Investigations conducted at the University of Pennsylvania alongside Federal Reserve analyses have repeatedly demonstrated that prediction markets exceed polling methodologies in forecasting electoral results, macroeconomic movements, and technological advancement.

Types of Prediction Markets

Prediction markets encompass diverse categories of events:

  • Political: Electoral contests, legislative outcomes, administrative transitions, international developments
  • Financial: Digital asset valuations, monetary policy shifts, macroeconomic metrics
  • Sports: Tournament victors, competitive results, athlete accomplishments
  • Science & technology: Computational intelligence breakthroughs, orbital missions, environmental benchmarks
  • Entertainment: Ceremonial honours, theatrical revenues, popular phenomena

Major Prediction Market Platforms

Polymarket commands the global prediction market landscape, processing approximately $1.5 billion in annual transaction volume. It leverages USDC on the Polygon blockchain for verifiable, decentralised settlement. Kalshi represents the CFTC-authorised option within the United States. Metaculus and Manifold furnish unpaid forecasting communities for skill development and probability calibration.

The History of Prediction Markets

Prediction markets possess considerable historical precedent. The Iowa Electronic Markets, administered by the University of Iowa commencing in 1988, established that modest-scale prediction markets could anticipate US presidential elections with superior precision compared to prominent polling organisations. Broader recognition arrived during the 2000s following platforms such as Intrade, which accurately projected the 2008 US election outcome before mainstream broadcasters.

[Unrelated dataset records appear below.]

PR #182, opened 2024-09-26
Prepbufr yamls from rrfs-workflow/rrfs-mpas-jedi

delippi:
These are the prepbufr*yaml from rrfs-workflow's rrfs-mpas-jedi branch. These are just starting points so that updates to them can be tracked.


guoqing-noaa (approved):
Thanks, @delippi

ShunLiu-NOAA (approved):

Distributed ledger technology revolutionised the sector. Augur debuted in 2018 as the inaugural decentralised prediction market operating on Ethereum. Polymarket, established in 2020, merged blockchain-based settlement with accessible user experience design and rapidly achieved market leadership.

How to Get Started

Commencing with prediction markets presents minimal complexity:

  1. Choose a platform: PolyGram streamlines account creation whilst granting entry to Polymarket's comprehensive trading liquidity
  2. Fund your account: Transfer USDC or utilise debit card payment
  3. Browse markets: Identify contests matching your expertise — political races, cryptocurrency, athletics, amongst others
  4. Make your first trade: Acquire YES or NO contracts aligned with your assessment
  5. Track your portfolio: Supervise holdings and liquidate positions prior to settlement if capturing profits appeals

Prepared to transform your forecasts into returns? Start trading on PolyGram →

Sarah Whitfield
Markets Editor — Political Forecasting

Sarah has tracked political prediction markets and election forecasting since the 2020 US cycle. Focus: US presidential, congressional, and UK parliamentary contracts.